# Help with finding plastisol heat transfers



## brenley1 (May 27, 2014)

Hi. I am looking for a vendor that is reasonable on multi color plastisol heat transfers. I am using a company that has good prices on one color but multi will bite you. I've seen people set up in malls around christmas that sale multi color ones on garments and charge a reasonable fee. They sale shirt with design presesed on. Thanks


----------



## royster13 (Aug 14, 2007)

Have you looked at the extensive list that is posted on the top of this section of the forum?...
http://www.t-shirtforums.com/plastisol-transfers/t77081.html


----------



## brenley1 (May 27, 2014)

I just quickly glanced. Didn't know if anyone knew of a company that they had dealt with without having to go thru the list and check prices. Thanks


----------



## royster13 (Aug 14, 2007)

I use Transfer Express for most of my multi colour work....And I think they have "good" prices but many think they are expensive...And if you wait long enough you will see that every supplier on the list has fans...

Depends what you want....Sometimes I want cheap and use F&M Expressions.....Sometimes I want soft hand and use Silver Mountain Graphics.....Sometimes I want perfection and/or quick and use Transfer Express....Sometimes I want large gang sheets and use Dowling....So IMO there is no one answer to your question...


----------



## drdoct (Jul 26, 2011)

IMO, one of the cheapest for multi color, good sized sheets is Seay Graphics. F&M is more expensive unless it's just a small graphic and then you can gang at Seay so it makes it cheaper. I had done a lot of research before using them quite a while ago and I'm pretty sure they were cheapest. But this is also for numbers like 20-50. Some have reported problems with them being over cured, but I've never had any problem. I don't care for the high transfer temperature though. I much prefer keeping the temp around 325 like F&M does, but it's a trade off.


----------



## royster13 (Aug 14, 2007)

drdoct said:


> I much prefer keeping the temp around 325 like F&M does, but it's a trade off.


That is the difference between a transfer that uses an adhesive versus actually melting the plastisol ink....


----------



## brenley1 (May 27, 2014)

Thanks for the info. I will check into it.


----------



## franktheprinter (Oct 5, 2008)

brenley1 said:


> Hi. I am looking for a vendor that is reasonable on multi color plastisol heat transfers. I am using a company that has good prices on one color but multi will bite you. I've seen people set up in malls around christmas that sale multi color ones on garments and charge a reasonable fee. They sale shirt with design presesed on. Thanks


Hi.

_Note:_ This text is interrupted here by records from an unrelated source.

PR #1446, opened 2026-09-04
feat: Log additions to relay

Eric-Warehime:
Adds some logging to the attestor/relayer.

Most of this PR is just threading the logger through, with a couple of additions of info/warn and a few debug logs.

### DIFF
--- a/cli/internal/relay/prover/attestation/generator.go
+++ b/cli/internal/relay/prover/attestation/generator.go
@@ -4,6 +4,7 @@ package attestation
 
 import (
 	"context"
+	"log/slog"
 	"time"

Whoever you decide to use should be dependent upon seeing if the samples they send are to your liking.. so I would get a list from the vendors list posted in this forum and ask for sample packs from the vendors you want to try so you can then determine for yourself which you like


----------



## brenley1 (May 27, 2014)

Sounds good. Thanks for the advice.


----------



## larry (Mar 6, 2007)

Brenley1

Frank the printer is right check quality as well as price.

[email protected]
Home






brenley1 said:


> Hi. I am looking for a vendor that is reasonable on multi color plastisol heat transfers. I am using a company that has good prices on one color but multi will bite you. I've seen people set up in malls around christmas that sale multi color ones on garments and charge a reasonable fee. They sale shirt with design presesed on. Thanks


----------



## splathead (Dec 4, 2005)

Sounds like you might be looking for stock transfers? Those are the ones you see in the malls.

For stock check out:

Proworld: T-Shirt Iron On Heat Transfers - Heat Press Transfers - Pro World
Dowling: Home
Silver Mtn: Silver Mountain Graphics

There are others I'm sure. These just popped into my head.


----------